Initialization of the Algorithm


In [ ]:
import random
import datetime

import multiprocessing
import numpy as np

from deap import base
from deap import creator
from deap import tools

### If your evaluation function is external...
# import YourEvaluationFunction as evaluation

Let's import stuff...

Here 3 main components of DEAP are imported:

  • base contains all of the base classes and the toolbox generator
  • the creator enable to generate objects like individuals or population
  • tools contains built-in function related to optimisation such as selection tournament for the best individuals or crossover and mutation operators

We will need constant as parameter of the algorithm:


In [ ]:
NGEN = 50 # Number of Generation
MU = 100 # Number of individual in population
CXPB = 0.8 #Crossover probability

NDIM = 4 # Number of dimension of the individual (=number of gene)

# Bounds on the first 3 genes
LOW1, UP1 = 0, 28
# Bounds on the last gene
LOW2, UP2 = 0, 5

BOUNDS = [(LOW1, UP1) for i in range(NDIM-1)] + [(LOW2, UP2)]

Toolboxes, creators... it's quite DEAP-specific, but powerful !


In [ ]:
toolbox = base.Toolbox()

def init_opti():
    creator.create("FitnessMin", base.Fitness, weights=(-1.0, -1.0, -1.0))
    creator.create("Individual", list, typecode='d', fitness=creator.FitnessMin)
    
    toolbox.register("individual", init_ind, icls=creator.Individual, ranges=BOUNDS)
    toolbox.register("population", tools.initRepeat, list, toolbox.individual)

    toolbox.register("evaluate", evaluation)
    toolbox.register("mate", tools.cxOnePoint)
    toolbox.register("mutate", tools.mutUniformInt, low=[x[0] for x in BOUNDS],
                     up=[x[1] for x in BOUNDS], indpb=0.1 / NDIM)
    toolbox.register("select", tools.selNSGA2)

DEAP is based on toolbox: each toolbox is a component of the algorithm. Here 2 creators are used and the first one is important because it's creating the attribute fitness for each individual. Moreover, the tuple weights has as many element as the evaluation function has objectives. Here, it means that we will minimize (because weights are negative) 3 objectives.

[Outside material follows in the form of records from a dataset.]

Issue #262, opened 2017-07-03
Should first call of view.element render view.template?


oskarwrobel:
This might cause confusing situations.

Using `this.element` inside view constructor (eg to initialize `FocusTracker` or `KeystrokeHandler`) renders the template and makes it not possible to be extended.
```javascript
class MyView extends View {
    constructor( locale ) {
        super( locale );
         
        this.template = new Template( ... );

        this.focusTracker = new FocusTracker();
        this.fousTracker.add( this.element );
    }
}

const view = new MyView( locale );

Template.extend( view.template, { .... } );
```
And I see a warning:
```
template-extend-render: Attempting to extend a template which has already been rendered.
```
but my view is not even initialized.

To workaround this problem I can move `FT` init to the view `init()` but it took me a while to figure out why I can't extend this template.

oleq:
The very first idea was that `constructor` defines but it's `init` does things related to rendering. Also, if not referenced, the `view#element` does not render, which supposed to be a kind of optimization against unnecessary execution and DOM manipulation.

When we first designed such approach, it looked right. TBH, today, I'm no so sure and it looks to me more like a premature optimization instead. It's confusing in cases like this one. Developers will struggle to understand the magic of `view#element` and it might not be the best DX. 

What if we moved `view.element = this.template.render()` to `View#init`? It would mean that each class inheriting from `View` and implementing own `init` must first call `super.init()` in the method definition. I wonder if that would break something major.

WDYT? (cc @Reinmar)

Reinmar:
There reason why we don't render the `element` in `constructor()` is to allow subclass existing view to change its template. That's the reason why `this.element` should not be accessed in the `constructor()`. Optimisation had nothing to do with that.

I completely agree that this is not the cleanest solution. Perhaps we could replace `init()` with `render()` so it would be clearer that until `render()` is called `this.element` is null and accessing it changes nothing. Less magic, more clarity. WDYT?

oleq:
> There reason why we don't render the element in constructor() is to allow subclass existing view to change its template. That's the reason why this.element should not be accessed in the constructor(). Optimisation had nothing to do with that.

I know, but instead of saying: 

– Don't use `#element` in `constructor` if you want to subclass the `#template`.

we can simply say 

– `view#element` is always null in `constructor` but it is rendered and accessible in `init`.

We don't need to rename `init` to `render` IMO, it doesn't change much in DX.

Reinmar:
[...]

PR #312, opened 2017-09-28
t/311: createListDropdown helper should use clickOutsideHandler

### LINKED ISSUE #311: createListDropdown helper should use clickOutsideHandler
ATM `createListDropdown` uses own custom click handling. It's redundant.

oleq:

Other: The `createListDropdown` helper should use `clickOutsideHandler`. Closes #311.


oleq:
self.r-: This change breaks this test 
https://github.com/ckeditor/ckeditor5-heading/blob/888f9571528f78720c231c19b2358fd5e02f7397/tests/heading.js#L93-L96 as the clickOutsideHandler references `view#element` before `Template.extend` in https://github.com/ckeditor/ckeditor5-heading/blob/master/src/heading.js#L98-L106.

Again, it's all about https://github.com/ckeditor/ckeditor5-ui/issues/262.

oleq:
It turned out this code still won't work. 

It's because the `clickOutsideHandler` [requires a reference to `View#element` in its `contextElements`](https://github.com/ckeditor/ckeditor5-ui/pull/312/files#diff-87ab2335c9320fb35ff63d466896a203R78), which is not available in the `createListDropdown` helper because it returns an instance which is not rendered (yet). And it makes sense, because one might want to customize the instance even further so we cannot simply `render()` it in `createListDropdown`.

Possible solutions:
1. Implement `View#render` event fired after the view is rendered. Then: 
	```js
	function createListDropdown( ... ) {
		const dropdownView = createDropdown( ... );

		// ...

		dropdownView.on( 'render', () => {
			clickOutsideHandler( {
				emitter: dropdownView,
				activator: () => dropdownView.isOpen,
				callback: () => {
					dropdownView.isOpen = false;
				},
				contextElements: [ dropdownView.element ]
			} );
		} );

		// ...
	}
	```    
2. Allow `contextElements` defined as function, so it returns the value (`dropdownView.element`) on demand when the actual `mousedown` is fired and, obviously, the `dropdownView.element` already exists.

Reinmar:
The `#render` event sound fine, as something you'd want anyway in some other place.

Reinmar:
Actually, sorry – `#rendered` because it should be fired once the element is already available.

oleq:
I decorated `View#render` method instead. Seems like the easiest solution.

oleq:
Due to recent changes in the drop-down API, this PR became obsolete. Replaced by https://github.com/ckeditor/ckeditor5-ui/pull/353.

PR #318, opened 2017-10-02
Adding z-index to sticky panel when position: fixed is applied

### LINKED ISSUE #315: Image is rendered above the toolbar
There's some problem with z-indexes again when the `ImageUpload` feature is enabled:

image

szymonkups:

Fix: Fixed sticky panel positioning when above images. Closes #315.

---

### Additional information

Sticky panel which holds the toolbar have `position:fixed` applied, so the elements inside editor with `position:relative` (images for example) are positioned above the sticky panel. Browser compares `z-index` of the sticky panel (which is not set) instead of panel's `z-index: 999`.

### DIFF
--- a/theme/components/panel/stickypanel.scss
+++ b/theme/components/panel/stickypanel.scss
@@ -4,7 +4,7 @@
 @include ck-editor {
 	.ck-sticky-panel {
 		&.ck-sticky-panel_sticky {
-			z-index: ck-z( 'modal' );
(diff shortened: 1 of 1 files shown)


Reinmar:
You could write under the ticket the things you wrote me on priv about why is this needed. For the future ref.

Reinmar:
LGTM.

PR #325, opened 2017-10-16
Enhancement: Make ComponentFactory case-insensitive.

### LINKED ISSUE #324: Make ComponentFactory case-insensitive
http://localhost/ckeditor5/build/docs/ckeditor5/1.0.0-alpha.1/framework/guides/support/error-codes.html#toolbarview-item-unavailable is the most frequently visited error code which means that a lot of people have problems with configuring their toolbars.

It's hard to guess how many of them make mistakes with letter cases but taken that plugins are named with UpperCase and buttons with lowerCase, there's a high chance that they actually do this mistake.

jodator:

Enhancement: Make `ComponentFactory` case-insensitive. Closes #324.

Defining toolbar components should not fail if someone use different case than defined by pluign.

---

### Additional information

* I've added internal method that ensures `name` is a string before executing `.toLowerCase()` just to not have `trying to call .toLowerCase() of undefined` in console.

### DIFF
--- a/src/componentfactory.js
+++ b/src/componentfactory.js
@@ -14,6 +14,7 @@ import CKEditorError from '@ckeditor/ckeditor5-utils/src/ckeditorerror';
  *
  * It allows functions producing specific UI components to be registered under their unique names
  * in the factory. A registered component can be then instantiated by providing its name.
+ * Note that names are case-insensitive.
  *
  *		// Editor provides localization tools for the factory.
  *		const factory = new ComponentFactory( editor );
@@ -23,6 +24,9 @@ import CKEditorError from '@ckeditor/ckeditor5-utils/src/ckeditorerror';
  *
  *		// An instance of FooView.
  *		const fooInstance = factory.create( 'foo' );
+ *
+ *		// Names are case-insensitive os this is also allowed:
+ *		const barInstance = factory.create( 'Bar' );
  *
  * The {@link module:core/editor/editor~Editor#locale editor locale} is passed to the factory
  * function when {@link module:ui/componentfactory~ComponentFactory#create} is called.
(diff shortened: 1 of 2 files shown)


src/componentfactory.js
```diff
@@ -121,6 +121,18 @@ export default class ComponentFactory {
...
+
+/**
+ * Ensures that component name used as key in internal map is in lower case.
+ *
+ * @ignore
+ * @private
+ * @param {String} name
+ * @returns {String}
+ */
+function _componentsMapKey( name ) {
```
oleq: I'd simply call it `getNormalized( name )`.

src/componentfactory.js
```diff
@@ -121,6 +121,18 @@ export default class ComponentFactory {
 	 * @returns {Boolean}
 	 */
 	has( name ) {
-		return this._components.has( name );
+		return this._components.has( _componentsMapKey( name ) );
 	}
 }
+
+/**
```
oleq: [Private non–class functions](https://github.com/ckeditor/ckeditor5-utils/blob/master/src/emittermixin.js#L559-L579) are documented with `//` in the project. No need to `@ignore` it.

jodator: I saw two patterns for that. I've used the one looked nicer for me ;) But I guess the other pattern is a standard now.

oleq:
A documentation explaining that component names are case insensitive would be nice too. At least in `class ComponentFactory`.

oleq:
@jodator, make sure the merge commit message you propose is compatible with the [convention](https://github.com/ckeditor/ckeditor5-design/wiki/Git-commit-message-convention#convention). Changelog is generated automatically based on this commit schema.

jodator:
@oleq Thanks for reminder. I'm so used to `Enhancement` that I've forgot that it is not official.

PR #352, opened 2017-12-11
t/350: It should be possible to use "dirty" third-party SVGs as the content of the IconView

### LINKED ISSUE #350: Poor SVG icon support in a ButtonView/IconView
I created a toolbar button. When trying to add an icon to it I found that it's really cumbersome. Whatever SVG I tried, it did not render correctly inside the toolbar.
I would expect to see there an SVG image scaled proportionally to the amount of space that is available for it. Instead, I can see just the small top left corner of it (most of the SVGs that I tried had size like 500x500).

The source of the issue lays in the `IconView`, which forces the following:
```
this.set( 'viewBox', '0 0 20 20' );
```

In order to fix my icon I had to set
```
button.iconView.set( 'viewBox', '0 0 128 128' );
```

oleq:

Fix: It should be possible to use "dirty" third-party SVGs as the content of the IconView. Closes #350.

### DIFF
--- a/src/icon/iconview.js
+++ b/src/icon/iconview.js
@@ -75,9 +75,13 @@ export default class IconView extends View {
 	 */
 	_updateXMLContent() {
 		if ( this.content ) {
-			const svg = new DOMParser()
-				.parseFromString( this.content.trim(), 'image/svg+xml' )
-				.firstChild;
+			const parsed = new DOMParser().parseFromString( this.content.trim(), 'image/svg+xml' );
+			const svg = parsed.querySelector( 'svg' );
+			const viewBox = svg.getAttribute( 'viewBox' );
+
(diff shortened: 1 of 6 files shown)


Reinmar:
Can we have a manual test which proves that this PR fixes the issue?

oleq:
Extended existing test in https://github.com/ckeditor/ckeditor5-ui/pull/352/commits/f6f893fac09b0b4f1895a0a4adc2284710aeeccc. Can you check this out, @Reinmar?

Reinmar:
It certainly makes the manual test to pass. But it breaks CI: https://travis-ci.org/ckeditor/ckeditor5-ui/builds/315332565?utm_source=github_status&utm_medium=notification

oleq:
It looks OK now.

PR #359, opened 2018-01-12
T/ckeditor5 font/4

### LINKED ISSUE #358: Change which classes determines dropdown button visual styles
It might be changed by #356 but I think it keeps up with a direction of changes in that ticket.

Right now every "dropdown button" in toolbar gets border and bakcground (like the heading dropdown) and adding type of dropdowns required to add exceptions to that CSS rules in theme.

I think that's better to not add those visual styles to dropdown buttons but instead to only style those "withText" (as in heading dropdown case).

jodator:

Other: Add `ck-dropdown__withtext` class binding to dropdown. Closes #358.

---

### Additional information

* It also requires PR in theme-lark: https://github.com/ckeditor/ckeditor5-theme-lark/pull/121

### DIFF
--- a/src/dropdown/createdropdown.js
+++ b/src/dropdown/createdropdown.js
@@ -44,7 +44,7 @@ export default function createDropdown( model, locale ) {
 	const panelView = new DropdownPanelView( locale );
 	const dropdownView = new DropdownView( locale, buttonView, panelView );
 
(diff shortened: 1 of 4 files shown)


Reinmar:
Can we delete the branch now?

PR #70, opened 2018-11-25
Upgrade to Avalonia 0.7

aelij:
@danwalmsley Can you please publish to nuget.org? Thanks :)


KvanTTT:
Good! I wanted to create a new issue but you was faster :)

PR #71, opened 2019-01-07
Fix Search Panel

jeffreye:
* Fix no match popup
* Fix Bindings
* Fix text input

### DIFF
--- a/src/AvaloniaEdit/Search/SearchPanel.cs
+++ b/src/AvaloniaEdit/Search/SearchPanel.cs
@@ -21,6 +21,7 @@ using System.Collections.Generic;
 using System.Linq;
 using Avalonia;
 using Avalonia.Controls;
+using Avalonia.Controls.Presenters;
 using Avalonia.Controls.Primitives;
 using Avalonia.Input;
 using Avalonia.Interactivity;
@@ -281,7 +282,7 @@ namespace AvaloniaEdit.Search
             base.OnTemplateApplied(e);
             _searchTextBox = e.NameScope.Find<TextBox>("PART_searchTextBox");
             _messageView = e.NameScope.Find<Popup>("PART_MessageView");
-            _messageViewContent = _messageView.Child as ContentControl;
+            _messageViewContent = _messageView.FindControl<ContentPresenter>("PART_MessageContent");
         }
 
         private void ValidateSearchText()
@@ -372,7 +373,7 @@ namespace AvaloniaEdit.Search
         }
 
         private Popup _messageView;
-        private ContentControl _messageViewContent;
+        private ContentPresenter _messageViewContent;
         private string _validationError;
 
         private void DoSearch(bool changeSelection)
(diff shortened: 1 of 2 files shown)


src/AvaloniaEdit/Search/SearchPanel.xaml
```diff
@@ -37,8 +37,17 @@
...
+                               StaysOpen="True"
+                               Focusable="False"
+                               IsOpen="False"
+                               ObeyScreenEdges="True">
+                            <ContentControl>Message Here</ContentControl>
+                            </Popup>
                         <ToggleButton Classes="ExpanderToggle" Name="Expander" VerticalAlignment="Top"
-                                      IsChecked="{TemplateBinding IsReplaceMode, Mode=TwoWay}"
+                                      IsChecked="{Binding IsReplaceMode, Mode=TwoWay, RelativeSource={RelativeSource TemplatedParent}}"
                                       Grid.Column="0"
```
aelij: If you just needed a two way binding, Avalonia has Mode in TemplateBinding

src/AvaloniaEdit/Search/SearchPanel.xaml
```diff
@@ -37,8 +37,17 @@
...
                     <Grid ColumnDefinitions="Auto,Auto,Auto"
                 RowDefinitions="Auto,Auto">
+                        <Popup Name="PART_MessageView"
+                               Classes="ToolTip"
+                               PlacementMode="Bottom"
+                               StaysOpen="True"
+                               Focusable="False"
+                               IsOpen="False"
+                               ObeyScreenEdges="True">
+                            <ContentControl>Message Here</ContentControl>
```
aelij: I think a `ContentPresenter` is good enough here. Also, add a named PART for the presenter, right now the code assumes a specific visual tree.

src/AvaloniaEdit/Search/SearchPanel.cs
```diff
@@ -456,8 +451,6 @@ private void SearchLayerKeyDown(object sender, KeyEventArgs e)
                     Close();
                     break;
             }
-
-            e.Handled = true;
```
aelij: Why this change?

jeffreye: In previous version, Search panel doesn't not take any input from keyboard

src/AvaloniaEdit/Search/SearchPanel.xaml
jeffreye: It was template binding previously, but it doesn't work.

src/AvaloniaEdit/Search/SearchPanel.xaml
jeffreye: Do your you mean use `ContentPresenter` instead of `ContentControl`?

aelij: Yes

aelij:
Thanks for the fix @jeffreye

PR #72, opened 2019-01-07
Open uri routed event

jeffreye:
OpenUri as a routed event. It should be handled by application (Open browser or navigate to another page in app). 

Similar to
https://docs.microsoft.com/en-us/dotnet/api/system.windows.documents.hyperlink.requestnavigate?view=netframework-4.7.2


aelij:
Thanks for the fix, @jeffreye

Issue #77, opened 2019-04-20
Update Avalonia to 0.8?


KvanTTT:
I updated Avalonia to 0.8 and now an app is crashing with the following exception :(

```
System.MissingMethodException: Method not found: 'Avalonia.Size Avalonia.Media.FormattedText.Measure()'.
  at at AvaloniaEdit.Text.TextLineRun.CreateRunForText(StringRange stringRange, TextRun textRun, Double widthLeft, Boolean emergencyWrap, Boolean breakOnTabs)
```

CreateLab:
+1 wait to solution

KvanTTT:
What about updated nuget? :pray:

danwalmsley:
@KvanTTY ping me a message on Monday on gitter and Il publish an updated nuget

Issue #79, opened 2019-05-11
Missing member exception


CreateLab:
install package from nuget
and use demo, when app start has this ecxeption
MissingMethodException: Method not found: 'Avalonia.Size Avalonia.Media.FormattedText.Measure()'

```
AvalonEdit:TextEditor  Name="Editor"
                                    Margin="30"
                                    SyntaxHighlighting="XML"
                                    HorizontalScrollBarVisibility="Auto"
                                    VerticalScrollBarVisibility="Visible"
                                    TextBlock.FontSize="30"/>
```

here all my code (little demo)
https://gitlab.com/maindlab/complab2/tree/master/CompLab2/GuiNote

PR #80, opened 2019-05-18
Update Avalonia to v0.8

gurgendav:
Fixes: #77, #79

### DIFF
--- a/Directory.Build.props
+++ b/Directory.Build.props
@@ -2,6 +2,6 @@
   <PropertyGroup>
     <LangVersion>7.1</LangVersion>
     <TreatWarningsAsErrors>true</TreatWarningsAsErrors>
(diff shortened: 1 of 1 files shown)


src/AvaloniaEdit.Demo/AvaloniaEdit.Demo.csproj
```diff
@@ -20,7 +20,7 @@
   </ItemGroup>
 
   <ItemGroup>
-    <PackageReference Include="Avalonia.Desktop" Version="$(AvaloniaVersion)" />
```
aelij: You should update `AvaloniaVersion` in `Directory.Build.props` instead

aelij:
Thanks for the fix

Issue #78, opened 2019-05-09
Fix copy/paste shortcuts on mac using ctrl instead of cmd


garyhertel:
The keyboard shortcuts on mac appear to be using the `ctrl` key instead of the more common `cmd`. While the windows ones still work on the mac, it does cause a bit of confusion since the Avalonia controls use `cmd` and the AvaloniaEdit control uses `ctrl`.

I asked about this in the chat:
```
Nikita Tsukanov@kekekeks Apr 09 22:55
Hotkeys are probably still set to Ctrl+C instead of Cmd+C
AvaloniaEdit needs to use hotkey info from AvaloniaLocator.Current.GetService<PlatformHotkeyConfiguration>();
```

garyhertel:
Thanks for fixing this! That will help clear up a lot of confusion on macs!

garyhertel:
This is still broken, it looks like this change reverted a lot of the fixes:
https://github.com/AvaloniaUI/AvaloniaEdit/commit/d578a9074d28b1113134e1a882ce1716c4b4d4cd#diff-35eccecfbec07325f9b15cae129fce3f

PR #81, opened 2019-05-18
Fix editor shortcuts on mac replacing ctrl with cmd

gurgendav:
* Replace shortcut for mac is set to CMD + ALT + F because CMD + H is used for "hide window" system command

Fixes: #78

### DIFF
--- a/src/AvaloniaEdit/Editing/CaretNavigationCommandHandler.cs
+++ b/src/AvaloniaEdit/Editing/CaretNavigationCommandHandler.cs
@@ -62,9 +62,14 @@ namespace AvaloniaEdit.Editing
         static readonly List<RoutedCommandBinding> CommandBindings = new List<RoutedCommandBinding>();
         static readonly List<KeyBinding> KeyBindings = new List<KeyBinding>();
 
-        private static void AddBinding(RoutedCommand command, KeyModifiers modifiers, Key key, EventHandler<ExecutedRoutedEventArgs> handler)
+        private static void AddBinding(RoutedCommand command, EventHandler<ExecutedRoutedEventArgs> handler)
         {
             CommandBindings.Add(new RoutedCommandBinding(command, handler));
+        }
+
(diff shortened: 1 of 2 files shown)


danwalmsley:
I think we added an api to avalonia that essentially does GetPlatformKey, I'll post a link to it.

gurgendav:
Okay. Please give me the link and I'll update my pull request

src/AvaloniaEdit/Editing/CaretNavigationCommandHandler.cs
```diff
@@ -108,7 +108,7 @@ static CaretNavigationCommandHandler()
             AddBinding(EditingCommands.MoveToDocumentEnd, InputModifiers.Control, Key.End, OnMoveCaret(CaretMovementType.DocumentEnd));
             AddBinding(EditingCommands.SelectToDocumentEnd, InputModifiers.Control | InputModifiers.Shift, Key.End, OnMoveCaretExtendSelection(CaretMovementType.DocumentEnd));
 
-            AddBinding(ApplicationCommands.SelectAll, InputModifiers.Control, Key.A, OnSelectAll);
+            AddBinding(ApplicationCommands.SelectAll, InputModifiers.None, Key.None, OnSelectAll);
```
aelij: Can you explain this change?

gurgendav: Sorry for really late response. 
It looked like some kind of workaround that key combinations for all ApplicationCommands was declared in class but for "SelectAll" doesn't. So I moved declaration to ApplicationCommands

aelij: Then I don't think this line is needed any more.

gurgendav: It's needed to add command binding. 

I created overload of AddBinding method which doesn't need those extra arguments.

aelij:
@gurgendav can you please merge with master? There are conflicts. Thanks

garyhertel:
It looks like a lot of this fix got reverted in the merge to mainline

PR #87, opened 2019-09-07
Fix searchpanel crash

HendrikMennen:
### What does this Pull request do?
- Update Avalonia to newest version
- Fix searchpanel crash
- Fix searchpanel cursor
- Edit replacenext.png

### How?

Should you wish to had an objective, you must had a term to this tuple otherwise it won't be taken into account (it happened to me !)

Afterwards in the code are created toolboxes that choose the characteristic of the optimization such as the definition of the individual, the evaluation function, mutation and crossover operators and selection operator.

NSGA2 is used for the selection tournament described by Deb. I used a classic crossing operator in one point in this example. THe mutation operator has the bounds for each gene of the individual as parameters, otherwise it can mutate out of bounds and create an error in the evaluation function.


In [ ]:
def init_ind(icls, ranges):
    genome = list()
    
    for p in ranges:
        genome.append(np.random.randint(*p))
    return icls(genome)

You will need to initialize the population. The individual toolbox features an individual creator that transforms a list into an individual object: it is this icls function. The initialization can be done in various way depending on what is needing in input for the evaluation function. Here it need integers in the bounds predefined earlier.

Launching the optimization: where the magic happens

My main function is long, I should factorize it but for now here it is. Comments and explanation are coming just after !


In [ ]:
def main():
    pareto = tools.ParetoFront()

    pop = toolbox.population(n=MU)
    graph = []
    data = []

    # Evaluate the individuals with an invalid fitness
    invalid_ind = [ind for ind in pop if not ind.fitness.valid]
    fitnesses = toolbox.map(toolbox.evaluate, invalid_ind)
    data.append(fitnesses)
    for ind, fit in zip(invalid_ind, fitnesses):
        ind.fitness.values = fit
        graph.append(ind.fitness.values)

    # This is just to assign the crowding distance to the individuals
    # no actual selection is done
    pop = toolbox.select(pop, len(pop))

    # Begin the generational process
    for gen in range(1, NGEN):
        # Vary the population
        offspring = tools.selTournamentDCD(pop, len(pop))
        offspring = [toolbox.clone(ind) for ind in offspring]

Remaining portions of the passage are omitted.